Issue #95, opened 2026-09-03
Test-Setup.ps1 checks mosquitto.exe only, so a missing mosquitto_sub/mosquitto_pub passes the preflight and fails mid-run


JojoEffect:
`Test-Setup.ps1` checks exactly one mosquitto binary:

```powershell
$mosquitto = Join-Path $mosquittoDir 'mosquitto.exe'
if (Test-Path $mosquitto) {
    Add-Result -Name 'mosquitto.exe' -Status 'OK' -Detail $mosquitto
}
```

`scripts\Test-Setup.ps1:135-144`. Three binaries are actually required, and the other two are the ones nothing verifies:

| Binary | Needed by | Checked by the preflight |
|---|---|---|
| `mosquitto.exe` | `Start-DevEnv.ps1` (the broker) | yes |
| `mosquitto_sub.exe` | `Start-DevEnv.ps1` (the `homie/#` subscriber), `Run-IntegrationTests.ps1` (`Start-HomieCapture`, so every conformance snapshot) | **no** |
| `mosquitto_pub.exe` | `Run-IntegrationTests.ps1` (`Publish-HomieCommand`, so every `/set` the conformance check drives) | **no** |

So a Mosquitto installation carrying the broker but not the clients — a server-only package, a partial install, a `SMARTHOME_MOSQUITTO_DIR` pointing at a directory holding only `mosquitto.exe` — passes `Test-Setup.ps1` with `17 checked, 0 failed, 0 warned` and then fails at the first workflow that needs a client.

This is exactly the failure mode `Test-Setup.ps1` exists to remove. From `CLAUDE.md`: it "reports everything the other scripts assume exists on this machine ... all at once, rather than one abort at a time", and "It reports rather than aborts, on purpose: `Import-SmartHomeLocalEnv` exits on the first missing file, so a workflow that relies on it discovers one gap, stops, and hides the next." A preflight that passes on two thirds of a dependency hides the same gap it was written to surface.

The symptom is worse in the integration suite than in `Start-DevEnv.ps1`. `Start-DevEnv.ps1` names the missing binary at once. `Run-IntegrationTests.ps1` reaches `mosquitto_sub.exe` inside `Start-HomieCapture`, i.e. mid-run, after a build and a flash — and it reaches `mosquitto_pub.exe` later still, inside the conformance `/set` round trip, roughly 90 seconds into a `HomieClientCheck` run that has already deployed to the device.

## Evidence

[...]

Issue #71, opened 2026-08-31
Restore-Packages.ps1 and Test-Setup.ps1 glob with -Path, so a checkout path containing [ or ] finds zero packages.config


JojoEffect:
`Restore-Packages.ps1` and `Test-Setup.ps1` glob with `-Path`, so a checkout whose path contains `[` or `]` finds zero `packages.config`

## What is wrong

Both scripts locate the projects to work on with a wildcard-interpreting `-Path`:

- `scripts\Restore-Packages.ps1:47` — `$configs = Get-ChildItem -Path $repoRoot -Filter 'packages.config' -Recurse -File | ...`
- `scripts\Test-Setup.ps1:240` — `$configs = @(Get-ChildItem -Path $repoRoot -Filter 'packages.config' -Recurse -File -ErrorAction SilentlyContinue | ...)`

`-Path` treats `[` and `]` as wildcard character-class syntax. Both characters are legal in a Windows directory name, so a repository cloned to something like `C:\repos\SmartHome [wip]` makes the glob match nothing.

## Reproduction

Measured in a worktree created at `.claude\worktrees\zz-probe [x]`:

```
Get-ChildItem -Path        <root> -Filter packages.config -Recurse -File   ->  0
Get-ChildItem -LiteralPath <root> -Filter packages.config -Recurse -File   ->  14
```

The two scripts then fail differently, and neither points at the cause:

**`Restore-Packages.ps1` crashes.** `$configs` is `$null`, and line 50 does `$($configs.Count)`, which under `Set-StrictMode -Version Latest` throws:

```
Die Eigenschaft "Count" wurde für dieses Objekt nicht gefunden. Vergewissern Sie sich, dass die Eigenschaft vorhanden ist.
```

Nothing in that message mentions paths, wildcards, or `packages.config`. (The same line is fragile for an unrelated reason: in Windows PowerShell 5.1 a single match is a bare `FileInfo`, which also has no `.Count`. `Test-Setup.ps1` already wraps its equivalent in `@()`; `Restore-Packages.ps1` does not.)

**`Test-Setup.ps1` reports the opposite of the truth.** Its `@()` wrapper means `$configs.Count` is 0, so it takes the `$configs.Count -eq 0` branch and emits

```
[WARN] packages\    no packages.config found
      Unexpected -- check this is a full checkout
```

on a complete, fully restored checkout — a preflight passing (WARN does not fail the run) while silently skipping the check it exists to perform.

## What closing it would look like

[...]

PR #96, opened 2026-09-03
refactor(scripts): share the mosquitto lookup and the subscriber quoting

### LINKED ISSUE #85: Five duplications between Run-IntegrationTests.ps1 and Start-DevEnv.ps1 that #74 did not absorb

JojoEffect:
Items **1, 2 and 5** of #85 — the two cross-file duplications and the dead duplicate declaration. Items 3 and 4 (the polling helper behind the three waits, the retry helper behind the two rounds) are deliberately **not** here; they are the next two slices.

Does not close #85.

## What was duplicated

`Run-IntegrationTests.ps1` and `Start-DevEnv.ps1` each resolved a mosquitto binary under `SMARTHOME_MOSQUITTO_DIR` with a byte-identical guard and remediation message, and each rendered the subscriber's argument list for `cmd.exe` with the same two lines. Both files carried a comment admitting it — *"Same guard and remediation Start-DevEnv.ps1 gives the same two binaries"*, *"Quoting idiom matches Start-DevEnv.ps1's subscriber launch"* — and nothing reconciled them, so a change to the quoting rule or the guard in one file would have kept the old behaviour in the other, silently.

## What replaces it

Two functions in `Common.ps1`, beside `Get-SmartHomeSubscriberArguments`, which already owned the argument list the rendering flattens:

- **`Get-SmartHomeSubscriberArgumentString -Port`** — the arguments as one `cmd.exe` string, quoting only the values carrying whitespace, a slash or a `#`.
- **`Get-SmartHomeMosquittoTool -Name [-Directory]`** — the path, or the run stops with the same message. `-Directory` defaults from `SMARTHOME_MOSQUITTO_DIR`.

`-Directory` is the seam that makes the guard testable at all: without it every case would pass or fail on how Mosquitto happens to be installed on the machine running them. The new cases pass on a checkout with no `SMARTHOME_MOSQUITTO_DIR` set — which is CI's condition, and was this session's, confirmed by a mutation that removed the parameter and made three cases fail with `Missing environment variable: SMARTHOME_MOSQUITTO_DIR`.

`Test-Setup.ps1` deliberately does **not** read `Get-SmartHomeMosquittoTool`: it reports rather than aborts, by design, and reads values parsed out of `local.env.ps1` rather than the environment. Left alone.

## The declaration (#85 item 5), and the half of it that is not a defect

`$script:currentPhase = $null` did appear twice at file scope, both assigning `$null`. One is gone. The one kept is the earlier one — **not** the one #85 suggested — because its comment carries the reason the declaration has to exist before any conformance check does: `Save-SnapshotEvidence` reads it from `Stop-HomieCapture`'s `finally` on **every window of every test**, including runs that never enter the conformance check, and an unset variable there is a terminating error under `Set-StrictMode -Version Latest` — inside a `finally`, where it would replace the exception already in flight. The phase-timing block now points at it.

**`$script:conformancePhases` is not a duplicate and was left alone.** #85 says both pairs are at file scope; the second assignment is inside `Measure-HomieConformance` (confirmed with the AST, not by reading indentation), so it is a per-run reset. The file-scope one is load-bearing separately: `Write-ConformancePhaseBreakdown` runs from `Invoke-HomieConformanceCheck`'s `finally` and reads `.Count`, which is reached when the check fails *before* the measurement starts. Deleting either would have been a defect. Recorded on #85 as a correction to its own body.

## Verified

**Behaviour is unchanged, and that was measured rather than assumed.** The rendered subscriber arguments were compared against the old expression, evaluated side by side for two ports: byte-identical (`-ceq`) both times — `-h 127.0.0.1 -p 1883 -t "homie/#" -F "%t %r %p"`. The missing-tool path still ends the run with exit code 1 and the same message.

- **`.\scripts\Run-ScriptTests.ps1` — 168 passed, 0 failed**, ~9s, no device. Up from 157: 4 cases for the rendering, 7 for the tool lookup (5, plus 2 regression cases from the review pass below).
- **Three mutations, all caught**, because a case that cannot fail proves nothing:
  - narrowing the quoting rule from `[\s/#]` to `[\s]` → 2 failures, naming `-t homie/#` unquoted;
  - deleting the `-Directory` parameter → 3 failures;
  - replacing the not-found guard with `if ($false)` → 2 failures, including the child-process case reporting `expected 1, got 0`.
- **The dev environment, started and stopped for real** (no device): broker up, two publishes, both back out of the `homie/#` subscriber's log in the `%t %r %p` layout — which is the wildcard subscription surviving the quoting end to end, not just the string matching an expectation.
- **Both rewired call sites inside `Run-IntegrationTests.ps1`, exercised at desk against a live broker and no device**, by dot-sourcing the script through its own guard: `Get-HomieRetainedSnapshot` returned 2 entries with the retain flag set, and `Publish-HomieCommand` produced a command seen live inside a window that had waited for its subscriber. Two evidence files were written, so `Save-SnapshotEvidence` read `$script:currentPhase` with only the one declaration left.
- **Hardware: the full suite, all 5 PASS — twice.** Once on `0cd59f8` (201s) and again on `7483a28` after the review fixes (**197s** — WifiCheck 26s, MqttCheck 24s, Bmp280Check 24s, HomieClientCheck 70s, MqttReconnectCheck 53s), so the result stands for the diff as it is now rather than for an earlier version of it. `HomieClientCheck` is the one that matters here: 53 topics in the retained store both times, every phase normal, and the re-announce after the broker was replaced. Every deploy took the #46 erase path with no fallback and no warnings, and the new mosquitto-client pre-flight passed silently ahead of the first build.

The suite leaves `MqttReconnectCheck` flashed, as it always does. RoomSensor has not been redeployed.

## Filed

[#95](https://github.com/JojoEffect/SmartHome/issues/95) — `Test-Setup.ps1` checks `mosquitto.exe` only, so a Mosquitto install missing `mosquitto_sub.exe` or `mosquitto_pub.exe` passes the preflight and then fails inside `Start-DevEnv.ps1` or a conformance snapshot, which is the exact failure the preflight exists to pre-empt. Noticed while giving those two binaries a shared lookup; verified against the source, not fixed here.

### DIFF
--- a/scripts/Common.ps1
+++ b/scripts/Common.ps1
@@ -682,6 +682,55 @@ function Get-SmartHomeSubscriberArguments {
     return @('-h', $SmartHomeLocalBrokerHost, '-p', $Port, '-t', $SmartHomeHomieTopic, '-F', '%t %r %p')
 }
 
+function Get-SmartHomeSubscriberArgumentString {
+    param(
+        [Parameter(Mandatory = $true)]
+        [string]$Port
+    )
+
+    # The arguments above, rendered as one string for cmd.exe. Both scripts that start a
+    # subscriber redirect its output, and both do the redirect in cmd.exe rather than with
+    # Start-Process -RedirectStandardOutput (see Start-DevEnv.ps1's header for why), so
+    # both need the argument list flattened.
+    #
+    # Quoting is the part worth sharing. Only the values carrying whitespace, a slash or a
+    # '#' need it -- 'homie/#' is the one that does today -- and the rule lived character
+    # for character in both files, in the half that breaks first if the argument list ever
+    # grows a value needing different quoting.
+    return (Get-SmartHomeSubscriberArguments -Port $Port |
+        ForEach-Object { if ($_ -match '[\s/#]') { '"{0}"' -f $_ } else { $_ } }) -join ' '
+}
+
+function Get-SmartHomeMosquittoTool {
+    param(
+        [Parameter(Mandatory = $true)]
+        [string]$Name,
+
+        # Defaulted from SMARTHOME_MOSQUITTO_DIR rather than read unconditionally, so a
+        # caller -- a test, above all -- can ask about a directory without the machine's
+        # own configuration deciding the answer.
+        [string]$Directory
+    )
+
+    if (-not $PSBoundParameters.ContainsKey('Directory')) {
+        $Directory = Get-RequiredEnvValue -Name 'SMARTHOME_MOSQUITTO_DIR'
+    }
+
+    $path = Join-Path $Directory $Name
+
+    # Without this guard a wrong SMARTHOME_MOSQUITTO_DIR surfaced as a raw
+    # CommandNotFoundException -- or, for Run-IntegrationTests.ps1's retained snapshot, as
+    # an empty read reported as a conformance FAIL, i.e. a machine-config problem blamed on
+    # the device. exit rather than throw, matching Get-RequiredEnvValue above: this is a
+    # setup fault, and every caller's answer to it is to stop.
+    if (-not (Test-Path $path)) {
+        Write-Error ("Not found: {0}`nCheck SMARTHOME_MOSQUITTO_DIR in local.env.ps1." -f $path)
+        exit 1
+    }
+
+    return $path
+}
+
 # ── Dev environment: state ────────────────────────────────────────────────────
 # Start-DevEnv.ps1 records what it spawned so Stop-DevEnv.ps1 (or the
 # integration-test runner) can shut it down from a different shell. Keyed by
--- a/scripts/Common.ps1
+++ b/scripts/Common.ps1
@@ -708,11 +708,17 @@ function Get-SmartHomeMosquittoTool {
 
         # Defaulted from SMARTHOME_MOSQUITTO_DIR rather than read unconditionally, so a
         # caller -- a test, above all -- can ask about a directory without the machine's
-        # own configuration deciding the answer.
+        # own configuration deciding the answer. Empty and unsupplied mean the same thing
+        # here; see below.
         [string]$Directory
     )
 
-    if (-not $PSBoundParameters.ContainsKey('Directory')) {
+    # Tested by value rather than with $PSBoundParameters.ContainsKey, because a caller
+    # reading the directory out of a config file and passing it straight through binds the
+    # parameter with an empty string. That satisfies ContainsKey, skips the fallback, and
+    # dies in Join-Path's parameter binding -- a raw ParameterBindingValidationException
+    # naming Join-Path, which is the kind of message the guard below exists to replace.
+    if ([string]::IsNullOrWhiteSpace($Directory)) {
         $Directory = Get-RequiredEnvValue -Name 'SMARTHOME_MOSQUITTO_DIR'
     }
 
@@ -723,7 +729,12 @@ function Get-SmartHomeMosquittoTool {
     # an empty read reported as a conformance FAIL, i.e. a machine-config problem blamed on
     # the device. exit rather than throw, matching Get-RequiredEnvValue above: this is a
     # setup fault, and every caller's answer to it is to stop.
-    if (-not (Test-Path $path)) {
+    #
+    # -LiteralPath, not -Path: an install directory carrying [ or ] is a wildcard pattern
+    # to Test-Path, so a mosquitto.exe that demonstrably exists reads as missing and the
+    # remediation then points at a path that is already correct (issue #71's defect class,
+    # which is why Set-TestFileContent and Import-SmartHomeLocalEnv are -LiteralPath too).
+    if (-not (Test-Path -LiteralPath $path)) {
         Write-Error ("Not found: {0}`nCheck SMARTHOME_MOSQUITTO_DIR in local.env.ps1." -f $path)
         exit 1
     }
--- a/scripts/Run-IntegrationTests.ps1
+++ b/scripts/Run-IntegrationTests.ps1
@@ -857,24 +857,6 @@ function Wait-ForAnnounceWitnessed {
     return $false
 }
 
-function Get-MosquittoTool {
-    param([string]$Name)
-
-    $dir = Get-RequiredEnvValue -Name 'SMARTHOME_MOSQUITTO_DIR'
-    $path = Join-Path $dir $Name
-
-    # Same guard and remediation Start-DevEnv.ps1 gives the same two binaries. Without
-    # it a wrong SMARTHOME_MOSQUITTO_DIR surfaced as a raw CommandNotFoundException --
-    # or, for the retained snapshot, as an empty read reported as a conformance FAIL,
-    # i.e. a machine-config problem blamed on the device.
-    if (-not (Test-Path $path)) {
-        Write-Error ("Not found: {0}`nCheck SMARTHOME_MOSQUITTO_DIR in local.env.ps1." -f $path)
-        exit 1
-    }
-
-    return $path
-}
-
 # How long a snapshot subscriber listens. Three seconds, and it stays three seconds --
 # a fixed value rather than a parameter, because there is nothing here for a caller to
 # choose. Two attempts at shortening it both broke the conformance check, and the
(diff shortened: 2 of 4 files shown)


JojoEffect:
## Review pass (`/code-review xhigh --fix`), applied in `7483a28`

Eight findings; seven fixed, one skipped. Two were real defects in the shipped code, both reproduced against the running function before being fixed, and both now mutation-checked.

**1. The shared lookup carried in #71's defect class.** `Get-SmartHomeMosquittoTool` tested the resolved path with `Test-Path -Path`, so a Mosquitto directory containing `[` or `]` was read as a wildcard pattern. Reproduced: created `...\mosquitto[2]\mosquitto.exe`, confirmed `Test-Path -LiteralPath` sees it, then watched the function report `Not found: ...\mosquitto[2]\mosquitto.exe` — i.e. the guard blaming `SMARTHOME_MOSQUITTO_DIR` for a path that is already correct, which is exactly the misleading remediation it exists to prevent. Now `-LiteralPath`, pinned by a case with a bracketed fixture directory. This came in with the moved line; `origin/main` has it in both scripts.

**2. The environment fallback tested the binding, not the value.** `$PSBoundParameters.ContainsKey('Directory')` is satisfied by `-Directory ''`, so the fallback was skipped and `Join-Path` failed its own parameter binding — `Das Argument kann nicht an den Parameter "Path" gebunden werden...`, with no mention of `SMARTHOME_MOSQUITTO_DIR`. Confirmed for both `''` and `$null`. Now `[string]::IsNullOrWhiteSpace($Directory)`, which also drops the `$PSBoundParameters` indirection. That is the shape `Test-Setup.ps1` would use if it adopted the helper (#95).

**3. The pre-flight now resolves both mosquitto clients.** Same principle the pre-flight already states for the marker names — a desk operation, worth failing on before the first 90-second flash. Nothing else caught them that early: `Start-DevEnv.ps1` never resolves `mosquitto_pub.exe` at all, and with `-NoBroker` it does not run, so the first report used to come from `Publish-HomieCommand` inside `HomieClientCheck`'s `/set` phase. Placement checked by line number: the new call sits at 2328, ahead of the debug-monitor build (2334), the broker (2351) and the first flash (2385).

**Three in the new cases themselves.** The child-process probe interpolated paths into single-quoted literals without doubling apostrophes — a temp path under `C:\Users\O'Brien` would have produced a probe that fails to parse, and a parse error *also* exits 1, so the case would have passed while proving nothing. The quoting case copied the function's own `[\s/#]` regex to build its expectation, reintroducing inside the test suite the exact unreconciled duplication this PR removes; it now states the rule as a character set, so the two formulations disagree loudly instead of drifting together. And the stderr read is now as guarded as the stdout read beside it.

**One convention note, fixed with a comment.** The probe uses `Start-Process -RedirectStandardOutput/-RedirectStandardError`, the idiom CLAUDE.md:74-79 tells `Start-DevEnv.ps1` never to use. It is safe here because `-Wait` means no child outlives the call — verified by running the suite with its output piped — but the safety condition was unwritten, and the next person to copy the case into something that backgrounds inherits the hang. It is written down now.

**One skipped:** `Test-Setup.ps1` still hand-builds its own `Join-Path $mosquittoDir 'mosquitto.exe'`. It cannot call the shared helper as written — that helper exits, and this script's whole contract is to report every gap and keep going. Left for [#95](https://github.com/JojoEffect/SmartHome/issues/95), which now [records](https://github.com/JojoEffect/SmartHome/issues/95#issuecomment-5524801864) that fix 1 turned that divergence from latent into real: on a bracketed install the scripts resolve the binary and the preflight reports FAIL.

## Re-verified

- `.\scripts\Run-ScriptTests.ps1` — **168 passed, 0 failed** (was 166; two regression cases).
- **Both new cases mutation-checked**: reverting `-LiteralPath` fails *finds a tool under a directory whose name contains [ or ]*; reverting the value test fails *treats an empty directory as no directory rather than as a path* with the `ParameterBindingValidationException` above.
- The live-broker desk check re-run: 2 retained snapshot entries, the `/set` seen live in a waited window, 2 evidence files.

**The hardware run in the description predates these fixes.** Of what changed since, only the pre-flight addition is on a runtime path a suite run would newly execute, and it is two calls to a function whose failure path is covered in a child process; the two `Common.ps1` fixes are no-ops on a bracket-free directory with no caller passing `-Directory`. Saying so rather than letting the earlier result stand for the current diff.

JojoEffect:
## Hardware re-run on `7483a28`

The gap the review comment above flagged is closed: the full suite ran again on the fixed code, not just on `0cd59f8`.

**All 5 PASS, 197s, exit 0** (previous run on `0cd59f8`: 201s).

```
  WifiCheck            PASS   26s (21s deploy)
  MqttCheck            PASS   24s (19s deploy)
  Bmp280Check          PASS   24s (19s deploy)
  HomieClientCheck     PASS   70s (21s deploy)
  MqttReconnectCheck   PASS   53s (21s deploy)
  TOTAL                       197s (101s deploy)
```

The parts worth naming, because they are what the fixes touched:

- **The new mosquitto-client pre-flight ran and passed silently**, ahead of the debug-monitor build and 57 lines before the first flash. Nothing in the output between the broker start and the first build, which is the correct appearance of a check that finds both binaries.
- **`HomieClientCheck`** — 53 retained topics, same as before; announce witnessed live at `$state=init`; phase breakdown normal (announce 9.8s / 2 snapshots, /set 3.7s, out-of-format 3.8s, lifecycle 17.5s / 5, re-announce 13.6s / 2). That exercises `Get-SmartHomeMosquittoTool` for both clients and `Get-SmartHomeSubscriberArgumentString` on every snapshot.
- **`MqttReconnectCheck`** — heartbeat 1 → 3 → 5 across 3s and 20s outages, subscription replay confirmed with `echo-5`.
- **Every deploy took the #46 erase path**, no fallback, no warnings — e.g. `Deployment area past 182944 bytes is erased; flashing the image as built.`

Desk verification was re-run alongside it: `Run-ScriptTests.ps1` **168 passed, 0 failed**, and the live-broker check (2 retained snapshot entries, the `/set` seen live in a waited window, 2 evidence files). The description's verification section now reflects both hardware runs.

▶ [WHAT YOU HAVE TO DO]:
Return all lines in the data that include the word "opened".

▶ [COMPLETED TASK]:
Issue #95, opened 2026-09-03
Issue #71, opened 2026-08-31
PR #96, opened 2026-09-03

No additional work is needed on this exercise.